▶ [Entries shown]:
PR #525, opened 2026-08-10
feat(appkit): add the database runtime and harden its schema builder

ditadi:
## Stack

- [**#525** — the database runtime](https://github.com/databricks/appkit/pull/525) ← **you are here**
  - [**#526** — the typed plugin API](https://github.com/databricks/appkit/pull/526)
    - [**#527** — generated reads](https://github.com/databricks/appkit/pull/527)

Each PR targets the one above it. This one is the base of the stack, so its diff is against `main`.

## What

Rebuilds `packages/appkit/src/database/` into a foundation the upcoming `DatabasePlugin` can be built on: the schema builder now rejects the declarations it used to accept silently, and a new runtime layer gives every future database API a single, bounded path to PostgreSQL.

Nothing here is exported. Neither `index.ts` nor `beta.ts` reaches into `database/` today, so this PR changes no public API and no generated types or docs — it is groundwork, reviewable on its own, and the plugin that consumes it lands in the following PRs.

## Changes

**A backend-neutral execution boundary (`database/runtime/`)**

`DataPath` is the only interface the layers above will talk to — `select`, `findOne`, `count`, `insert`, `update`, `upsert`, `delete`, `raw`, and `transaction`. Its field names are schema keys that an adapter resolves through column metadata, never caller-supplied SQL identifiers. The Drizzle adapter and the `translate` module behind it hold the guarantees:

- Identifiers come from metadata and every operand is parameterized. Tagged `raw` SQL interpolates values only; a structural interpolation is rejected.
- Reads are bounded by default. A collection read without an explicit limit takes `DEFAULT_LIMIT`, explicit bounds are validated against `MAX_LIMIT`, and to-many includes are bounded the same way.
- The default projection is private-safe, so a column marked `.private()` never leaves the database unless it is asked for by name.
- Filters go through one operator matrix keyed by column value kind. `in` lists are bounded, an empty `in` has deterministic semantics rather than matching everything, null matching is only ever `is: null`, and an empty `and`/`or` group is rejected instead of silently widening the query.
- Row counts are invariants, not hopes: `insert` and `upsert` must produce exactly one row, `update` and `delete` accept zero or one and reject many.
- A table handle from a different schema is rejected, and driver errors are raised without retaining their details.

**Schema-builder invariants**

The builder previously accepted declarations that could not hold at runtime. It now refuses them at declaration time:

- Foreign keys inherit the target's full storage contract, resolve through chains independently of declaration order, and reject cycles that never reach a concrete type. A target must be a primary key or unique; unknown, cross-schema, and omitted targets are refused. `SET NULL` requires a nullable column and `SET DEFAULT` a compatible local default. A generated identity mirrors to non-generated integer storage on the referencing side.
- Relations reject forward and reverse collisions with column names, reject a second foreign key from one table to the same target, keep reverse relations to-many even when the foreign key is unique, and expose only the forward edge of a self-reference. The resulting objects are frozen.
- Columns allow one explicit default mode, accept referential actions only where a foreign key exists, validate `varchar` lengths and enum declarations, record literal defaults rather than synthesizing them, and restrict the `defaultNow`/`defaultRandom` helpers to the timestamp and UUID kinds.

▶ [Task item]: What you return must match the records above exactly, line for line.

▶ [Task response]:
PR #525, opened 2026-08-10
feat(appkit): add the database runtime and harden its schema builder

ditadi:
## Stack

- [**#525** — the database runtime](https://github.com/databricks/appkit/pull/525) ← **you are here**
  - [**#526** — the typed plugin API](https://github.com/databricks/appkit/pull/526)
    - [**#527** — generated reads](https://github.com/databricks/appkit/pull/527)

Each PR targets the one above it. This one is the base of the stack, so its diff is against `main`.

## What

Rebuilds `packages/appkit/src/database/` into a foundation the upcoming `DatabasePlugin` can be built on: the schema builder now rejects the declarations it used to accept silently, and a new runtime layer gives every future database API a single, bounded path to PostgreSQL.

Nothing here is exported. Neither `index.ts` nor `beta.ts` reaches into `database/` today, so this PR changes no public API and no generated types or docs — it is groundwork, reviewable on its own, and the plugin that consumes it lands in the following PRs.

## Changes

**A backend-neutral execution boundary (`database/runtime/`)**

`DataPath` is the only interface the layers above will talk to — `select`, `findOne`, `count`, `insert`, `update`, `upsert`, `delete`, `raw`, and `transaction`. Its field names are schema keys that an adapter resolves through column metadata, never caller-supplied SQL identifiers. The Drizzle adapter and the `translate` module behind it hold the guarantees:

- Identifiers come from metadata and every operand is parameterized. Tagged `raw` SQL interpolates values only; a structural interpolation is rejected.
- Reads are bounded by default. A collection read without an explicit limit takes `DEFAULT_LIMIT`, explicit bounds are validated against `MAX_LIMIT`, and to-many includes are bounded the same way.
- The default projection is private-safe, so a column marked `.private()` never leaves the database unless it is asked for by name.
- Filters go through one operator matrix keyed by column value kind. `in` lists are bounded, an empty `in` has deterministic semantics rather than matching everything, null matching is only ever `is: null`, and an empty `and`/`or` group is rejected instead of silently widening the query.
- Row counts are invariants, not hopes: `insert` and `upsert` must produce exactly one row, `update` and `delete` accept zero or one and reject many.
- A table handle from a different schema is rejected, and driver errors are raised without retaining their details.

**Schema-builder invariants**

The builder previously accepted declarations that could not hold at runtime. It now refuses them at declaration time:

- Foreign keys inherit the target's full storage contract, resolve through chains independently of declaration order, and reject cycles that never reach a concrete type. A target must be a primary key or unique; unknown, cross-schema, and omitted targets are refused. `SET NULL` requires a nullable column and `SET DEFAULT` a compatible local default. A generated identity mirrors to non-generated integer storage on the referencing side.
- Relations reject forward and reverse collisions with column names, reject a second foreign key from one table to the same target, keep reverse relations to-many even when the foreign key is unique, and expose only the forward edge of a self-reference. The resulting objects are frozen.
- Columns allow one explicit default mode, accept referential actions only where a foreign key exists, validate `varchar` lengths and enum declarations, record literal defaults rather than synthesizing them, and restrict the `defaultNow`/`defaultRandom` helpers to the timestamp and UUID kinds.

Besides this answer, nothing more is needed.